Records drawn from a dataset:

PR #785, opened 2023-06-30
improve(BalanceAllocator): Allow caller to specify fungible tokens

nicholaspai:
This feature simplifies the BalanceAllocator logic by treating fungible `tokens` passed into `requestBalanceAllocations` as the same 
token (arbitrarily keyed by the first token in the list). This makes accounting of the `balances` and `used` dictionaries simpler.

The tradeoff is that the caller has more responsibility to only pass in truly fungible tokens whose balances are collapsed in reality. 
If the caller doesn't actually combine token0 and token1, for example, then the next call to the BalanceAllocator would be using 
inaccurate numbers.

I think this is a fine tradeoff as the BalanceAllocator is shared only amongst dataworker-executor functions which correctly collapse 
WETH and ETH, the two fungible tokens on OVM chains.

### DIFF
--- a/src/clients/BalanceAllocator.ts
+++ b/src/clients/BalanceAllocator.ts
@@ -16,28 +16,42 @@ export class BalanceAllocator {
 
   constructor(readonly providers: { [chainId: number]: ethers.providers.Provider }) {}
 
-  // Note: The caller is suggesting that `tokens` for a request are interchangeable.
-  // The tokens whose balances are depleted first should be placed at the front of the array.
+  /**
+   * @notice Caller is assumiing that all `tokens` are interchangeable and that if their balances are not collapsed
+   * into one, then the accounting could be messed up and future calls to getBalance or getUsed could be incorrect.
+   * @dev: The caller is suggesting that `tokens` for a request are interchangeable.
+   * This assumes therefore that the balance of all `tokens` are ultimately treated as one, so for accounting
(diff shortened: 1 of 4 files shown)


mrice32 (commented):
General comment: I don't see the bug in the original code, do you have an explanation for what's wrong?

I was looking into the callsite, though, and it doesn't look like it's passing ETH and WETH as fungible tokens... or am I missing something?

Thoughts?

nicholaspai:
> General comment: I don't see the bug in the original code, do you have an explanation for what's wrong?
> 
> 
> 
> I was looking into the callsite, though, and it doesn't look like it's passing ETH and WETH as fungible tokens... or am I missing something?
> 
> 
> 
> Thoughts?

Maybe there wasn't a bug but the original code was a lot more complex than was required. As we really want to treat the two balances as equal and in practice the spoke pools collapse the balances. That's the only way we can pass in multiple tokens. 

I wasn't able to verify the bug before the issue in prod fixed itself

nicholaspai:
> General comment: I don't see the bug in the original code, do you have an explanation for what's wrong?
> 
> I was looking into the callsite, though, and it doesn't look like it's passing ETH and WETH as fungible tokens... or am I missing something?
> 
> Thoughts?

The alternative PR would be this: https://github.com/across-protocol/relayer-v2/pull/788

Maybe we go with 788 instead for now and see if that works, and then we can close this one. Its a bit hard to test in practice however

PR #788, opened 2023-07-04
fix(dataworker): Add ETH to list of tokens we should request balance allocations for

nicholaspai:
When executing OVM SpokePool leaves we need to request both ETH and WETH balances together

Alternative implementation to #785


james-a-morris (approved):

mrice32 (approved):
LGTM! Great call!

PR #789, opened 2023-07-04
improve: include new spoke client fn into relayer

james-a-morris:


nicholaspai (approved):

pxrl (approved):
Nice, thanks to jumping on this!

What you are asked to do
The records above are to be returned exactly as they appear.

Task result
PR #785, opened 2023-06-30
improve(BalanceAllocator): Allow caller to specify fungible tokens

nicholaspai:
This feature simplifies the BalanceAllocator logic by treating fungible `tokens` passed into `requestBalanceAllocations` as the same 
token (arbitrarily keyed by the first token in the list). This makes accounting of the `balances` and `used` dictionaries simpler.

The tradeoff is that the caller has more responsibility to only pass in truly fungible tokens whose balances are collapsed in reality. 
If the caller doesn't actually combine token0 and token1, for example, then the next call to the BalanceAllocator would be using 
inaccurate numbers.

I think this is a fine tradeoff as the BalanceAllocator is shared only amongst dataworker-executor functions which correctly collapse 
WETH and ETH, the two fungible tokens on OVM chains.

### DIFF
--- a/src/clients/BalanceAllocator.ts
+++ b/src/clients/BalanceAllocator.ts
@@ -16,28 +16,42 @@ export class BalanceAllocator {
 
   constructor(readonly providers: { [chainId: number]: ethers.providers.Provider }) {}
 
-  // Note: The caller is suggesting that `tokens` for a request are interchangeable.
-  // The tokens whose balances are depleted first should be placed at the front of the array.
+  /**
+   * @notice Caller is assumiing that all `tokens` are interchangeable and that if their balances are not collapsed
+   * into one, then the accounting could be messed up and future calls to getBalance or getUsed could be incorrect.
+   * @dev: The caller is suggesting that `tokens` for a request are interchangeable.
+   * This assumes therefore that the balance of all `tokens` are ultimately treated as one, so for accounting
(diff shortened: 1 of 4 files shown)


mrice32 (commented):
General comment: I don't see the bug in the original code, do you have an explanation for what's wrong?

I was looking into the callsite, though, and it doesn't look like it's passing ETH and WETH as fungible tokens... or am I missing something?

Thoughts?

nicholaspai:
> General comment: I don't see the bug in the original code, do you have an explanation for what's wrong?
> 
> 
> 
> I was looking into the callsite, though, and it doesn't look like it's passing ETH and WETH as fungible tokens... or am I missing something?
> 
> 
> 
> Thoughts?

Maybe there wasn't a bug but the original code was a lot more complex than was required. As we really want to treat the two balances as equal and in practice the spoke pools collapse the balances. That's the only way we can pass in multiple tokens. 

I wasn't able to verify the bug before the issue in prod fixed itself

nicholaspai:
> General comment: I don't see the bug in the original code, do you have an explanation for what's wrong?
> 
> I was looking into the callsite, though, and it doesn't look like it's passing ETH and WETH as fungible tokens... or am I missing something?
> 
> Thoughts?

The alternative PR would be this: https://github.com/across-protocol/relayer-v2/pull/788

Maybe we go with 788 instead for now and see if that works, and then we can close this one. Its a bit hard to test in practice however

PR #788, opened 2023-07-04
fix(dataworker): Add ETH to list of tokens we should request balance allocations for

nicholaspai:
When executing OVM SpokePool leaves we need to request both ETH and WETH balances together

Alternative implementation to #785


james-a-morris (approved):

mrice32 (approved):
LGTM! Great call!

PR #789, opened 2023-07-04
improve: include new spoke client fn into relayer

james-a-morris:


nicholaspai (approved):

pxrl (approved):
Nice, thanks to jumping on this!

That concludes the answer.